## Exercise aim:
For the word "sure", determine how many lines of the entries below contain it, and give only that number.

## Stored data:
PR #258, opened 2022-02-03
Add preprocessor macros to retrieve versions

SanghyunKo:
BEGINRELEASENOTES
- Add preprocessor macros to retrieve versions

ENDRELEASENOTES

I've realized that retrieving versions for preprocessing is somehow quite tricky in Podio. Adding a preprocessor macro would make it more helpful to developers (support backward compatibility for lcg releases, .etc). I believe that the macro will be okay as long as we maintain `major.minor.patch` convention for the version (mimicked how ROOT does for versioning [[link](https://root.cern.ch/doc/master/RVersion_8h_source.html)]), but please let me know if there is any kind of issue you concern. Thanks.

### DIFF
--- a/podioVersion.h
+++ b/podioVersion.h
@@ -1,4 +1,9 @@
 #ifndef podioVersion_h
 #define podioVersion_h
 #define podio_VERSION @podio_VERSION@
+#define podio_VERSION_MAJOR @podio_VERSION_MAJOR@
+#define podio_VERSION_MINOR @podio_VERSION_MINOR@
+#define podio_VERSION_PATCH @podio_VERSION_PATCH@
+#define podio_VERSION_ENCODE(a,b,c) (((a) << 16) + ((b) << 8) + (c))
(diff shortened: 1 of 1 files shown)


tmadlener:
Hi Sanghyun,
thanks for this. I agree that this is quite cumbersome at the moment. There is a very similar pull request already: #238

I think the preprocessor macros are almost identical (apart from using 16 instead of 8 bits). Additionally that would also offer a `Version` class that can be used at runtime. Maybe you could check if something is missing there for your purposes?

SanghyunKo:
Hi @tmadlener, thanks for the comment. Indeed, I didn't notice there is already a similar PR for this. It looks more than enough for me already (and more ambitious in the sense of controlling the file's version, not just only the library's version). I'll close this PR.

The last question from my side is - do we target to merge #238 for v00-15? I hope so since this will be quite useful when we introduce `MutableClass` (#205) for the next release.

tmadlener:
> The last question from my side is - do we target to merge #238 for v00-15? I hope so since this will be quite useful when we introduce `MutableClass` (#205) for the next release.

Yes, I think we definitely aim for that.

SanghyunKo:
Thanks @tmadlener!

--

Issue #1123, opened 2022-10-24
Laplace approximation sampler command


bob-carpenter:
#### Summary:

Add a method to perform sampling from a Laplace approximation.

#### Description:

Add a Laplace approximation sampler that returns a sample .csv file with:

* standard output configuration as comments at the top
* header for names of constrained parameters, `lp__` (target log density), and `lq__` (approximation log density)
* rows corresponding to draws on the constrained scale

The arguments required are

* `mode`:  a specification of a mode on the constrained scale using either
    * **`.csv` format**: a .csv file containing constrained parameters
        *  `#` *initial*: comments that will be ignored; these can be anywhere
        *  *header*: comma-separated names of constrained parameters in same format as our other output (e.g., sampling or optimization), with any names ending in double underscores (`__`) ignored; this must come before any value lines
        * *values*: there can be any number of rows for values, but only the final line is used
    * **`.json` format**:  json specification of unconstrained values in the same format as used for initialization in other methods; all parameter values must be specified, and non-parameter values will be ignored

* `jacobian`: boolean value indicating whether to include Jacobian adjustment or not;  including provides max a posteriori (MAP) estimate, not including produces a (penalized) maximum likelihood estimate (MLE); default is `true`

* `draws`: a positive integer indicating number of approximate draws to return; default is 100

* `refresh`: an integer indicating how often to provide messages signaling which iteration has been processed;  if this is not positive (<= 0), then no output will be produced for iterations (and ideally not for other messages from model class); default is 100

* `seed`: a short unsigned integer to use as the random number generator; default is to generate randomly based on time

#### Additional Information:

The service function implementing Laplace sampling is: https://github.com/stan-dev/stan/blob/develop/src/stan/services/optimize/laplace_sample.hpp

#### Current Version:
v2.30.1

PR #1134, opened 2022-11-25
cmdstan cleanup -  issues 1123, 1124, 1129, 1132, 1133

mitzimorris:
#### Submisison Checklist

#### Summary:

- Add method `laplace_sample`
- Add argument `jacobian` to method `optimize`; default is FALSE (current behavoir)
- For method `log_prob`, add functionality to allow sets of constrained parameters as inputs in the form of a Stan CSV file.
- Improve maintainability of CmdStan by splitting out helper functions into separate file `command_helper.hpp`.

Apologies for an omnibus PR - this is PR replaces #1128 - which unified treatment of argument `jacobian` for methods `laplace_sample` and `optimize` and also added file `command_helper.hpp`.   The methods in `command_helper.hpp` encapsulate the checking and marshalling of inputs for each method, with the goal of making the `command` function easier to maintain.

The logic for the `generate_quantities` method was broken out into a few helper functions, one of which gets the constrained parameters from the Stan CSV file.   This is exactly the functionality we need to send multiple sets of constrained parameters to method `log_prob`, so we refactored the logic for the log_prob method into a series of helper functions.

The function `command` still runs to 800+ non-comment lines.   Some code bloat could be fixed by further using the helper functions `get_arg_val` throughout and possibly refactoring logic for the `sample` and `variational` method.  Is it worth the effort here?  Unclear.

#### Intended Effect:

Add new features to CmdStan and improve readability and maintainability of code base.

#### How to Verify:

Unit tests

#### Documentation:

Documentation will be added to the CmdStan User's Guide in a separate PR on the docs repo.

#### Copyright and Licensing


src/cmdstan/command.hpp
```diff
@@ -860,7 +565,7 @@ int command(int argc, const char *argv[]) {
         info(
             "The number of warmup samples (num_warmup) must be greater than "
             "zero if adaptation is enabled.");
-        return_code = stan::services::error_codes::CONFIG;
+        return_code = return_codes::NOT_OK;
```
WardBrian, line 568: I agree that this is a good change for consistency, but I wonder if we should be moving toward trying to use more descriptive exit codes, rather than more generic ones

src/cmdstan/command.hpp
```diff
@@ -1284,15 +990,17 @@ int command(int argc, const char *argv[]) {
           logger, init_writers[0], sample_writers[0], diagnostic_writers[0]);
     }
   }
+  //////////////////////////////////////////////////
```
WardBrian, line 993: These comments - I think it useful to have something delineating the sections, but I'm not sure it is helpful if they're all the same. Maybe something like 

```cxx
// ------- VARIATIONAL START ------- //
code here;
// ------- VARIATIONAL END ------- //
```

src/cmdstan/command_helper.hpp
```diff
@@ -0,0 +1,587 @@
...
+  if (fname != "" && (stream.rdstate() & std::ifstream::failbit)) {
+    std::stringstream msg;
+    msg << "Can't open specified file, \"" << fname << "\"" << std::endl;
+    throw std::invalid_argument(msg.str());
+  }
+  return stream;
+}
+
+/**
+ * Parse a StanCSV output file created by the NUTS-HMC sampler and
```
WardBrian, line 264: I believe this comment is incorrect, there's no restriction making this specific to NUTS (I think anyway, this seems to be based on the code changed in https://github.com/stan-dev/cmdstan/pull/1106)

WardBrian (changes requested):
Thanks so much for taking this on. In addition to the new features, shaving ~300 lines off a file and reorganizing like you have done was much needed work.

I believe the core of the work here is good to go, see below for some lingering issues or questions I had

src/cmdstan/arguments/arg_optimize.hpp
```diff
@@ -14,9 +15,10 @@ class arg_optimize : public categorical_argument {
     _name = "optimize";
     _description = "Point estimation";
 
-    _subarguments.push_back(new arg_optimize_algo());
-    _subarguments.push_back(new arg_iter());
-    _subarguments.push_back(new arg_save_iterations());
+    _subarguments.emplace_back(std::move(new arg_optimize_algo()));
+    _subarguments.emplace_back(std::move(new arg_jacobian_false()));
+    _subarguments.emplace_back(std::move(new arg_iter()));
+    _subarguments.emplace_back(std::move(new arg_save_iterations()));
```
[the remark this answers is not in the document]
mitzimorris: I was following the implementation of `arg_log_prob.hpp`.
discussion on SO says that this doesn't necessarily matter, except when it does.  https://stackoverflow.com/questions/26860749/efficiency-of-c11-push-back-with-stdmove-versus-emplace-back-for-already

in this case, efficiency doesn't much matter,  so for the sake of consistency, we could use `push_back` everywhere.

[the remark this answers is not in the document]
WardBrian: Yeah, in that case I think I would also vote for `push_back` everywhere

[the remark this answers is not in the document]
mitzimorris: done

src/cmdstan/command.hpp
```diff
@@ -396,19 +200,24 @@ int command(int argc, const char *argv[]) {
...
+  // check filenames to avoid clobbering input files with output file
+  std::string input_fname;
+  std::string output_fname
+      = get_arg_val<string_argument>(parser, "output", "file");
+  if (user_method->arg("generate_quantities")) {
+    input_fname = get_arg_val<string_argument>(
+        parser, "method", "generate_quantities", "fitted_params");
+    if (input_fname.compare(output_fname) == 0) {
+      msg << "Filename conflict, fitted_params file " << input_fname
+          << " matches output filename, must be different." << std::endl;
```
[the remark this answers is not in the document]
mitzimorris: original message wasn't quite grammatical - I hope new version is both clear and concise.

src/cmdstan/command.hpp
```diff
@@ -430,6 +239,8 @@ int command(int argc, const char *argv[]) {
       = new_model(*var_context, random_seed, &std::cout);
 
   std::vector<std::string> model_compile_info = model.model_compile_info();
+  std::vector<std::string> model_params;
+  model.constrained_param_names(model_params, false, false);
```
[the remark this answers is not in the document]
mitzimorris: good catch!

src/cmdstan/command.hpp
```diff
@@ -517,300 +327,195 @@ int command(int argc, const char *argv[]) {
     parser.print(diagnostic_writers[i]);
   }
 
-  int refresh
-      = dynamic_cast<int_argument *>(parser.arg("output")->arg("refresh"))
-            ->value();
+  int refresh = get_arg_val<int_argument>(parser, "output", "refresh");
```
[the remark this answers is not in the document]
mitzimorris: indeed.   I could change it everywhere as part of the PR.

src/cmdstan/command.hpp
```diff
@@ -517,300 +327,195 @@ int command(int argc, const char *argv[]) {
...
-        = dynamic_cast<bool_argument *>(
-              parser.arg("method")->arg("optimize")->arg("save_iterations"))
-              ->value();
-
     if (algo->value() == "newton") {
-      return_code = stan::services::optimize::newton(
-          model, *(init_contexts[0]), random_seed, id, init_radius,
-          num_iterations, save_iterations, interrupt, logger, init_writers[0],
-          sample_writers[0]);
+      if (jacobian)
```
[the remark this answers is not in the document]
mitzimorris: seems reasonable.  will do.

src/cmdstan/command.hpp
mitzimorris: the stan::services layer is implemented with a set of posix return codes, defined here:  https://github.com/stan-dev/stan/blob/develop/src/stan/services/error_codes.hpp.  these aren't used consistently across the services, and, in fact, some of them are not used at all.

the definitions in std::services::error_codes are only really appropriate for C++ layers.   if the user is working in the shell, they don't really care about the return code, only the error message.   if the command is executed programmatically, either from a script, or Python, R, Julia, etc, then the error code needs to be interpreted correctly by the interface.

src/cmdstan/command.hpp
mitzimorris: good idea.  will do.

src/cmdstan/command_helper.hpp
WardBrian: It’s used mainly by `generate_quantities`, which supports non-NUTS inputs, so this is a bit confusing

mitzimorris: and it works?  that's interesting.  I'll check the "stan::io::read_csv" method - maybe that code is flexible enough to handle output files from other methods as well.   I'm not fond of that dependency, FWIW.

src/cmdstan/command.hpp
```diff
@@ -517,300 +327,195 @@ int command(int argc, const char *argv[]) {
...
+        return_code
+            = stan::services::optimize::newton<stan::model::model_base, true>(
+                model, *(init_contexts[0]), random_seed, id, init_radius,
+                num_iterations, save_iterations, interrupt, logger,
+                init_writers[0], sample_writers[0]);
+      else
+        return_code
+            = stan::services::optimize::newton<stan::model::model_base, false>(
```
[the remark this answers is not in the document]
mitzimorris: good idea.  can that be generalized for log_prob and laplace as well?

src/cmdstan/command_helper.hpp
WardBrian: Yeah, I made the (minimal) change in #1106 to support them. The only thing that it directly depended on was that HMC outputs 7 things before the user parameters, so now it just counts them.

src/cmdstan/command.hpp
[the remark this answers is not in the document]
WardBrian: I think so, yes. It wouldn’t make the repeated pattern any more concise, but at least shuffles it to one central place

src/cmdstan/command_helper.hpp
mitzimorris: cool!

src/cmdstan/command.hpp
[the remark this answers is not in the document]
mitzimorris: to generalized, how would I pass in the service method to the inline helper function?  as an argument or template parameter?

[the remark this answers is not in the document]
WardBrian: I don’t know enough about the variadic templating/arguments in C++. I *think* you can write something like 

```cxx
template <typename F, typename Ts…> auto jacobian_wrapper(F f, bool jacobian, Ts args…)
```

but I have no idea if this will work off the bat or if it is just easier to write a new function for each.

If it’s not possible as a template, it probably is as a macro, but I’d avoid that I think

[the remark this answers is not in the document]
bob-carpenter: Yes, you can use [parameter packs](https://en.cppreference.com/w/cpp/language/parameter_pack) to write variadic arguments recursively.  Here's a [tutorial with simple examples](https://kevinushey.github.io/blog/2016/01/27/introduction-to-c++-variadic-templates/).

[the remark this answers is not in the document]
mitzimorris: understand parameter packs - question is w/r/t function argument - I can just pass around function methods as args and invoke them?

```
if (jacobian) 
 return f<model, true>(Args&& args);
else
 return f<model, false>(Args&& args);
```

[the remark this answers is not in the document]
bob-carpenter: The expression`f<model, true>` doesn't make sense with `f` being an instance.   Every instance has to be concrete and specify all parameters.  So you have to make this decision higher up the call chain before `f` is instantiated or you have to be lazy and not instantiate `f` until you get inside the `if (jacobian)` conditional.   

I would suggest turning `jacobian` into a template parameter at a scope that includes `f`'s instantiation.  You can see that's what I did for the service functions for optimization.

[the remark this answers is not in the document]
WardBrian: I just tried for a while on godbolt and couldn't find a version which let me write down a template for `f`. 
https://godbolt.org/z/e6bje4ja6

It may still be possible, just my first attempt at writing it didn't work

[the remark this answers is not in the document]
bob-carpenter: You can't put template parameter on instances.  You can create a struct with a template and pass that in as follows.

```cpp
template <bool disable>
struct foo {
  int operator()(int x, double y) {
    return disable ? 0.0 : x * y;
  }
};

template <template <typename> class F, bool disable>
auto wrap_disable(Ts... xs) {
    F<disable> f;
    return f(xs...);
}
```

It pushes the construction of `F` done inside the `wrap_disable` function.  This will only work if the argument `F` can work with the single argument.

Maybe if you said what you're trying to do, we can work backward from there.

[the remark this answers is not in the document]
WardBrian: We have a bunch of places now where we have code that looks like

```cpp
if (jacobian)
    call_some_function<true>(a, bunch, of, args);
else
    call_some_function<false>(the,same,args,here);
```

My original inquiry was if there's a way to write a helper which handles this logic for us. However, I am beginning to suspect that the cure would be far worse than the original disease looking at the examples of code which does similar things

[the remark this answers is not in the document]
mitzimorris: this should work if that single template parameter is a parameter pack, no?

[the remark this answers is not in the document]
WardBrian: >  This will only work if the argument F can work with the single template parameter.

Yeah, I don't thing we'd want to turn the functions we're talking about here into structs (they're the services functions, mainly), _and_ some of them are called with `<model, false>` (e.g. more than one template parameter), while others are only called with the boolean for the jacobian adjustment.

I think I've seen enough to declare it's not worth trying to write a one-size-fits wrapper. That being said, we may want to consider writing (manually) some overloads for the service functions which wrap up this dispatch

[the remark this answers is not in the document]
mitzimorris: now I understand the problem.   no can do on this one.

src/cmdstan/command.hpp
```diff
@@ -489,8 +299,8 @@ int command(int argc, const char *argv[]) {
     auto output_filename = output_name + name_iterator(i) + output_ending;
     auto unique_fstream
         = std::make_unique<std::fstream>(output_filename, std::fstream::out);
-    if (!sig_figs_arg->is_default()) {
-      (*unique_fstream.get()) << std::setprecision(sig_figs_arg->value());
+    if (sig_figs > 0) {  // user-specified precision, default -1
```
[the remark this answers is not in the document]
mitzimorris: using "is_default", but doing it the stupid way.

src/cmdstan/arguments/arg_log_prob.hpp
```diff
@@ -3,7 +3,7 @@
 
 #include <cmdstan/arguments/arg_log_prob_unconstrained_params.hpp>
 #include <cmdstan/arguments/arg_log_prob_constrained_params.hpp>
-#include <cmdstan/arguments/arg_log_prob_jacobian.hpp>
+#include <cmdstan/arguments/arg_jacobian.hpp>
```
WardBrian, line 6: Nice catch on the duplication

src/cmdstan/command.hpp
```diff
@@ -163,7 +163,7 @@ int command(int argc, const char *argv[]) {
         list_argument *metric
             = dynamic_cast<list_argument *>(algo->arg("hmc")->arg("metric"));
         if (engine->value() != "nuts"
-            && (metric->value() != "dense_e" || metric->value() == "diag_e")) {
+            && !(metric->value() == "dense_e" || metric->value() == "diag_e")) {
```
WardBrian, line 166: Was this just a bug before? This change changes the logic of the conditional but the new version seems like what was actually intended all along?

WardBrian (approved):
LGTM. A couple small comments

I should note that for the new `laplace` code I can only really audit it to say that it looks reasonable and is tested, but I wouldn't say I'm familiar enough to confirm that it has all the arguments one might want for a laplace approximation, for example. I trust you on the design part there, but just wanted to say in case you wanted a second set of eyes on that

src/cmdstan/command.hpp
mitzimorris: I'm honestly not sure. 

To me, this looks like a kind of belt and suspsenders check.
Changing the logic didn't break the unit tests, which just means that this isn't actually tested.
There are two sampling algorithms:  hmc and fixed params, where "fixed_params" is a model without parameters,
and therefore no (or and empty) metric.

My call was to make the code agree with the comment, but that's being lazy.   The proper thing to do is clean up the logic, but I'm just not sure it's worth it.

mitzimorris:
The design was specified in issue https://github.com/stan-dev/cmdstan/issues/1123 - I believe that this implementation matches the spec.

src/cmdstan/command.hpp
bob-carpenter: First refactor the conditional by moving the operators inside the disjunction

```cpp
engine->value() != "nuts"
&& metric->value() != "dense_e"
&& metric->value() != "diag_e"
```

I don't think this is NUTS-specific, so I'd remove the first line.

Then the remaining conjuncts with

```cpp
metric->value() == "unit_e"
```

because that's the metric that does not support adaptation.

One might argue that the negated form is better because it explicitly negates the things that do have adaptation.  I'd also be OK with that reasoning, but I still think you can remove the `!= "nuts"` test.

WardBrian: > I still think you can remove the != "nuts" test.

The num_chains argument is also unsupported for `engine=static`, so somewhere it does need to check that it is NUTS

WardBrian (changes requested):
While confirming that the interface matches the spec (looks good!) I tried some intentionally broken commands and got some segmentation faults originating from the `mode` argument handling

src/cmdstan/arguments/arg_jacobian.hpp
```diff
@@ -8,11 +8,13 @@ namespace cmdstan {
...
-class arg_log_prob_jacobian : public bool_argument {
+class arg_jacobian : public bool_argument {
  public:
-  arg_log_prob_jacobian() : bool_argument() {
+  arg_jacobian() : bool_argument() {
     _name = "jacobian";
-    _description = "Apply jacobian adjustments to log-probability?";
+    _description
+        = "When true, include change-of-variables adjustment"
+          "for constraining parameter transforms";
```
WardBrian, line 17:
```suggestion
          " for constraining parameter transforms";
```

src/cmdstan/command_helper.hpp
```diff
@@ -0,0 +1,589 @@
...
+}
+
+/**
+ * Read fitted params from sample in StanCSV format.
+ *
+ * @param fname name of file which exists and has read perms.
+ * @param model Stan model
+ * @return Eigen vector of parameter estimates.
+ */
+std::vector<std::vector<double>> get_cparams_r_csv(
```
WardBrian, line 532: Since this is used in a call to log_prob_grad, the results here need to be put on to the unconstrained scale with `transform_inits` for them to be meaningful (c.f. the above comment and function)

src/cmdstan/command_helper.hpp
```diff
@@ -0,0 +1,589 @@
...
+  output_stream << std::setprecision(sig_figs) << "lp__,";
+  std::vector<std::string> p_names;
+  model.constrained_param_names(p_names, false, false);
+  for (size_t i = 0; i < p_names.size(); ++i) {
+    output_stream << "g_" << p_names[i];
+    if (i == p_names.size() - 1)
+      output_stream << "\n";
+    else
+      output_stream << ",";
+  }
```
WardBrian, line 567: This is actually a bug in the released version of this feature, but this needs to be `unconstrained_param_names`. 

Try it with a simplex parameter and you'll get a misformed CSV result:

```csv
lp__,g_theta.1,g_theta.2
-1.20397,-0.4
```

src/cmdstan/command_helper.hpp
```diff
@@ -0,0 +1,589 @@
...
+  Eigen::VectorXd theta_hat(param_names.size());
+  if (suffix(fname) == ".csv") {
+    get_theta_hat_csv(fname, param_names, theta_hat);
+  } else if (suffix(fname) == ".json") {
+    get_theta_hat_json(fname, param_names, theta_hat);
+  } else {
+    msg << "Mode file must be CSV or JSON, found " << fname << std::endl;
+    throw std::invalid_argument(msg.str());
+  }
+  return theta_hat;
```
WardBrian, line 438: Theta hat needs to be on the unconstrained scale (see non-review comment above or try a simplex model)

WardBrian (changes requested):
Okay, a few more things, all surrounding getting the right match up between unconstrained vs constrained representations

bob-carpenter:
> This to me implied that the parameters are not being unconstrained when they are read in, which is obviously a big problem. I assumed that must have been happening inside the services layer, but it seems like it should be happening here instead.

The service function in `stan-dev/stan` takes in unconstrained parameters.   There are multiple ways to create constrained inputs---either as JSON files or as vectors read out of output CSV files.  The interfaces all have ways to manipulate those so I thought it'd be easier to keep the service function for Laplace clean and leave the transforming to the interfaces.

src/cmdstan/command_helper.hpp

## Task response:
3